What better way to discover the secrets of profitable trading than reviewing the approach of three-time US investing champion, David Ryan.


David famously compounded a return of 1379% in three consecutive years.

He worked for William O’Neil & Company for 17 years and became O’Neil’s protégé using his Can Slim trading strategy, a strategy we covered in a previous video.

Speaking of his experience with O’Neil, David said:


“I studied historical models of great winning stocks to ingrain in my mind what a stock looked like before it made a major move. I tried to get to the point where I was looking at the exact same things O’Neil did. He was my role model.”

David himself has clearly become a role model himself too, his son Sean Ryan returned a respectable 128% in the 2020 US Investing Championship, showing also that the strategy can certainly be taught. Notice in the same year Oliver Kell returned a staggering 941%, using many of the same principles we discover shortly.


Let’s take a look at David’s method and see how we can apply the same to our own strategy.


I found an interview between David and Investors Business Daily which gave same good pointers into his thought process.


David provides the platform to his approach when he says that he focuses on the weekly charts, as opposed to the daily or intraday time frames where there is far more noise. David says he looks through hundreds of stocks during a weekend after the market close, an approach I take myself.


When asked what kind of stocks he looks for, he simply says “buy what you know”, “look at the brands around you, look at the items you use, the clothes you wear”. David also points to the example of the Apple Iphone and how the stock has risen tremendously over the years, in fact Apple has risen by over 1800% since 2010.


Once you have an awareness of all these products, David says the next step is to check to see if the stocks fit within the characteristics of the Can Slim criteria, something we covered previously on the channel and detailed further in O’Neil’s book.


In essence, the focus is on company earnings growth, the product or service offered, the ability to satisfy customer demand, is it a leading company within its field, are institutions interested and is price trending in a positive direction. These are generally the fundamental factors to consider, but we also need the alignment of technical criteria before the timing of a purchase is determined.

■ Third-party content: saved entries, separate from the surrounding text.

PR #303, opened 2019-02-06
Key Exchange Fix: TEM-223

postables:
Key creation messages are supposed to be sent to all active consumers, instead they were only being sent to one.

## :rocket: Changes
The problem was that all key consumers were registering under the same queue, which with the fanout exchange effectively because round-robin distribution, as there is a single queue being registered under exchange. The fix was to generate a some-what unique queue name, and bind that to the exchange.  This then allow the fanout exchange to route to all the queues attached to the exchange.

## :warning: Breaking Changes
None

### DIFF
--- a/queue/queue.go
+++ b/queue/queue.go
@@ -7,14 +7,29 @@ import (
 	"encoding/json"
 	"errors"
 	"io/ioutil"
+	"os"
 	"sync"
 
+	"github.com/RTradeLtd/Temporal/utils"
 	"github.com/RTradeLtd/gorm"
 	"go.uber.org/zap"
 
 	"github.com/RTradeLtd/config"
 	"github.com/streadway/amqp"
 )
+
+func (qm *Manager) parseQueueName(queue Queue) error {
+	host, err := os.Hostname()
+	if err != nil {
+		return err
+	}
+	// the following is to account for running multiple queue workers
+	// on a single host.
+	rand := utils.GenerateRandomUtils()
+	s := rand.GenerateString(5, utils.LetterBytes)
+	qm.QueueName = queue + Queue(host+s)
+	return nil
+}
 
 // New is used to instantiate a new connection to rabbitmq as a publisher or consumer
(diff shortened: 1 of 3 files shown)


queue/queue.go
```diff
@@ -34,21 +49,25 @@ func New(queue Queue, url string, publish bool, cfg *config.TemporalConfig, logg
...
+		if err := qm.parseQueueName(queue); err != nil {
+			return nil, err
+		}
+		// setup the actual exchange
 		if err = qm.setupExchange(queue); err != nil {
 			return nil, err
 		}
 	}
+	// if we aren't publishing, and are consuming
+	// setup a queue to receive messages on
```
```suggestion
	// set up a queue to receive messages on
```

queue/queue.go
```diff
@@ -34,21 +49,25 @@ func New(queue Queue, url string, publish bool, cfg *config.TemporalConfig, logg
...
-		}
-	}
 	// Declare Non Default exchanges for matching queues
 	switch queue {
 	case IpfsKeyCreationQueue:
+		// as this is an exchange based queue we need a unique queue name
+		if err := qm.parseQueueName(queue); err != nil {
+			return nil, err
+		}
+		// setup the actual exchange
```
```suggestion
		// set up the actual exchange
```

Let’s look at a price chart of a stock called Ollies Bargain Outlet, it’s a stock David bought into not only due to it aligning with the Can Slim criteria, but also due to its chart pattern. Here David saw the notorious cup and handle set up and took a position here at the break of the handle for a price of around $23 per share. The stock grew by more than 400% over a 36-month period, although numerous other breakout buy points could have been used to add to the position during its rise.

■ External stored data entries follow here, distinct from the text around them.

PR #307, opened 2019-02-14
Fix Mismatching IPFS Key Generation

postables:
Currently a key creation request is serviced by two queue runners simultaneously. However due to the random nature of key generation,  this would result in the same key name having two different content hashes, but only one of them stored in the database. On subsequent IPNS record creation. the hash of the record would be the hash of the key on whatever queue runner serviced the request, but there is a 50% chance the key used, wouldn't match what was in the database. Thus, although the IPNS records would be published it might not match what is in the database.

## :rocket: Changes
* remove the ipfs key creation exchange
* instantiate two versions of our kaas client in our key creation queue
* distribute key creation requests round robin to either of our queue runners
* the processing queue runner generates the key, and stores it in both instances of kaas.

## :warning: Breaking Changes
none

## post-merge tasks:

release a new version


CHANGELOG-V2.md
```diff
@@ -3,6 +3,42 @@
 This document tracks changes to Temporal and its related projects for all `v2.x.x`
 releases. See our [versioning policy](/VERSIONING.md) for more details.
 
+## v2.0.4
+
+* relevant PRs:
+  * [#305](https://github.com/RTradeLtd/Temporal/pull/305)
+  * [#306](https://github.com/RTradeLtd/Temporal/pull/306)
+  * [#307](https://github.com/RTradeLtd/Temporal/pull/307)
+  * [#308](https://github.com/RTradeLtd/Temporal/pull/308)
```
bobheadxi: 🤔 this is fine i guess but in the future we should try to make sure each fix gets its own PR, so that people can better see changes for themselves and vet them if they want

Makefile
```diff
@@ -107,6 +107,26 @@ vendor:
 	# Nuke vendor directory
 	rm -rf vendor
 
+	# rebuild dependencies
+	dep ensure -v
```
bobheadxi: instead of a separate `vendor-update` script, maybe we could just do:

```suggestion
	dep ensure -v $(DEPFLAGS)
```

then:

```
make vendor DEPFLAGS=-update
```

CHANGELOG-V2.md
postables: this is a good idea, will do this from now on :ok_hand:

Makefile
postables: neat!

grpc-clients/kaas.go
```diff
@@ -0,0 +1,67 @@
...
+				grpc.WithTransportCredentials(creds),
+				grpc.WithPerRPCCredentials(dialer.NewCredentials(opts.Krab.AuthKey, true)))
+		} else {
+			dialOpts = append(dialOpts,
+				grpc.WithInsecure(),
+				grpc.WithPerRPCCredentials(dialer.NewCredentials(opts.Krab.AuthKey, false)))
+		}
+		url = opts.Krab.Fallback.URL
+	} else {
+		if opts.Krab.TLS.CertPath != "" {
```
bobheadxi: why duplicate all this code? it seems to me the only difference is the TLS config - maybe we could just assign the appropriate config based on `fallback`

postables: good point, how does this look
```golang
// NewKaasClient is used to instantiate our kaas client in primary or fallback mode
func NewKaasClient(opts config.Services, fallback bool) (*KaasClient, error) {
	var (
		dialOpts   []grpc.DialOption
		krabConfig config.Krab
	)
	if fallback {
		krabConfig.AuthKey = opts.Krab.Fallback.AuthKey
		krabConfig.KeystorePassword = opts.Krab.Fallback.KeystorePassword
		krabConfig.LogFile = opts.Krab.Fallback.LogFile
		krabConfig.TLS = opts.Krab.Fallback.TLS
		krabConfig.URL = opts.Krab.Fallback.URL
	} else {
		krabConfig = opts.Krab
	}
	if krabConfig.TLS.CertPath != "" {
		creds, err := credentials.NewClientTLSFromFile(krabConfig.TLS.CertPath, "")
		if err != nil {
			return nil, fmt.Errorf("could not load tls cert: %s", err)
		}
		dialOpts = append(dialOpts,
			grpc.WithTransportCredentials(creds),
			grpc.WithPerRPCCredentials(dialer.NewCredentials(krabConfig.AuthKey, true)))
	} else {
		dialOpts = append(dialOpts,
			grpc.WithInsecure(),
			grpc.WithPerRPCCredentials(dialer.NewCredentials(krabConfig.AuthKey, false)))
	}
	conn, err := grpc.Dial(krabConfig.URL, dialOpts...)
	if err != nil {
		return nil, err
	}
	return &KaasClient{
		conn:          conn,
		ServiceClient: pb.NewServiceClient(conn),
	}, nil
}
```

bobheadxi: I notice [here](https://github.com/RTradeLtd/config/blob/master/types.go#L175) that fallback is *exactly* the normal config - why not just make `Fallback` of type `Krab` and here we can have:

```go
if fallback {
    conf = opts.Krab.Fallback
} else {
    conf = opts.Krab
}
```

postables: even better!

postables: hmm that would lead to a recursive type

bobheadxi: probably dont put it together then

```
opts.Krab
opts.KrabFallback
```

postables: Excellent idea, heading to bed right now but will do this in the morning 👌

postables: Ok made the change, also realized one other spot where inconsistencies would show up during key export, so I configure the API to have clients for both kb1+kb2 and issue deletes to both instances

Looking for positive earnings per share during its increase was again a key metric.


Before we move on I’ll just give a quick plug for myself, I also make breakout trades off the weekly charts, I share my positions in our group on my website, where you can also find a PDF of my strategy and a bespoke breakout scanner to take much of the leg work away, check out the link below.


Let’s look at some other nuggets of advice from David.

David emphasises the importance of post analysis and says that in doing so himself he managed to become a consistently profitable trader. One of the major findings he discovered when looking through his past trades was his habit of buying over extended stocks, he said:

“ I found that although I was buying out of solid bases, I was buying too late, for example if a stock broke at $30 I was not buying until it was $35, doing this frequently meant my account was really suffering “


His comment really resonates with my analysis too, buying too late out of a base by just a small margin can have a huge impact on overall performance.


If for example we assume the breakout price to be here at $30, and a stop loss is positioned here at perhaps $27, we would be risking 10% on the position. If however we bought here at $35 whilst maintaining the same stop loss rationale of $27, we would more than double the risk to almost 23%.


To understand the impact of this doubling of risk, we need to look at the risk reward equation.


Let’s loosely use the previous example of buying late at an extended price of $35 and buying closer to the breakout at $30. To keep the numbers simple we will call the stop loss for the extended entry 20% rather than the 23%, and for the breakout stop loss we keep it at 10%.


We assume a target price of $42 in both scenarios.

We can now calculate the potential risk reward ratio for each.

The extended price provides a risk of $7 and a reward of $7, equating to a 1 to 1 ratio.

The earlier breakout price provides a risk of $3 and a reward of $12, equating to a more favourable 4 to 1 ratio.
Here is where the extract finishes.